# casket plans



## shake man (Mar 16, 2011)

hello everyone, I'm the shake man, and I'm a newbie! i have been on other forums before but not this one, perhaps someone can help me , i am trying to find plans for a casket, I have to build two of them, and they look pretty simple . does anyone know where i can get some free plans? most all the sites i have seen want from $35 to $135 for the plans, which seems to me quite 
pricey for a simple box

thanks in advance
shake man


----------



## mpbc48 (Sep 17, 2010)

Not exactly free plans, but this video might help.

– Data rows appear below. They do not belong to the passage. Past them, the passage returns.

PR #41, opened 2021-01-26
Fix sample and documentation code regarding auto registration

### LINKED ISSUE #40: Reflective registration of producers/consumers in samples seem off
I'm trying to use the `.Do(...)` reflective registration of producers and consumers as outlined in the samples repository of the WebApi: https://github.com/zarusz/SlimMessageBus/blob/master/src/Samples/Sample.DomainEvents.WebApi/Startup.cs#L98

However, when I use this registration method for my one sample producer/consumer, the following is logged:
```
[20:01:35 DBG] Found a base type of Namespace.XyzEvent that is configured in the bus: System.Object
```
Seems to me like the sample is missing the following piece of code down in the `.ForEach(find => ..)` method:
```
  builder.Produce(find.EventType,
                            x => x.DefaultTopic(x.Settings.MessageType.Name));
```

I'll happily contribute an PR fixing it if you agree :)

nover:
This pull request fixes the same code and documentation regarding the `InMemoryBus` and the auto-registration for producers and consumers.

The existing code failed to register the producers, leading to an unusable example for newcomers.

Closes #40

### DIFF
--- a/docs/provider_memory.md
+++ b/docs/provider_memory.md
@@ -88,6 +88,7 @@ mbb.Do(builder => applicationLayer.GetTypes().Where(t => t.IsClass && !t.IsAbstr
                     .ForEach(find =>
                     {
                         Log.InfoFormat(CultureInfo.InvariantCulture, "Registering {0} in the bus", find.EventType);
+                        builder.Produce(find.EventType, x => x.DefaultTopic(x.Settings.MessageType.Name));
                         builder.Consume(find.EventType, x => x.Topic(x.MessageType.Name).WithConsumer(find.HandlerType));
                     })
                 );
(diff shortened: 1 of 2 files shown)


nover:
@zarusz here you go, fixed samples :) Not quite sure what mr `DCO` is complaining about with my commits.

nover:
Just testing out the sample locally now, and if this line of code is kept:
```
                .Produce<OrderSubmittedEvent>(x => x.DefaultTopic(x.Settings.MessageType.Name))
```
In combination with my fix, then an exception is raised that `OrderSubmittedEvent` is declared multiple times.

zarusz:
Looks good @nover and thanks!

zarusz:
I will review that exception sometime soon and patch the runtime or the sample.

zarusz:
The `exception is raised that OrderSubmittedEvent is declared multiple times.`  should now be fixed with the referenced commit above.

YouTube - ht make a pine box coffin

Mike


----------



## Phil P (Jul 25, 2010)

You could always try copying some of these. Isn't just the Ghanahans doing it these days!


----------



## jw2170 (Jan 24, 2008)

shake man said:


> hello everyone, I'm the shake man, and I'm a newbie! i have been on other forums before but not this one, perhaps someone can help me , i am trying to find plans for a casket, I have to build two of them, and they look pretty simple . does anyone know where i can get some free plans? most all the sites i have seen want from $35 to $135 for the plans, which seems to me quite
> pricey for a simple box
> 
> thanks in advance
> shake man


G’day 

Welcome to the router forum. 

Thank you for joining us


----------



## The Warthog (Nov 29, 2010)

I've thought of making my own coffin. I may do it in a few years, if someone hasn't already put me in one. I'm going to be cremated, so it won't have to be fancy.


----------



## bobj3 (Jan 17, 2006)

HI

" I'm going to be cremated " me too, 5 gal's. of gas and a match in the backyard should get the job done. 

======


----------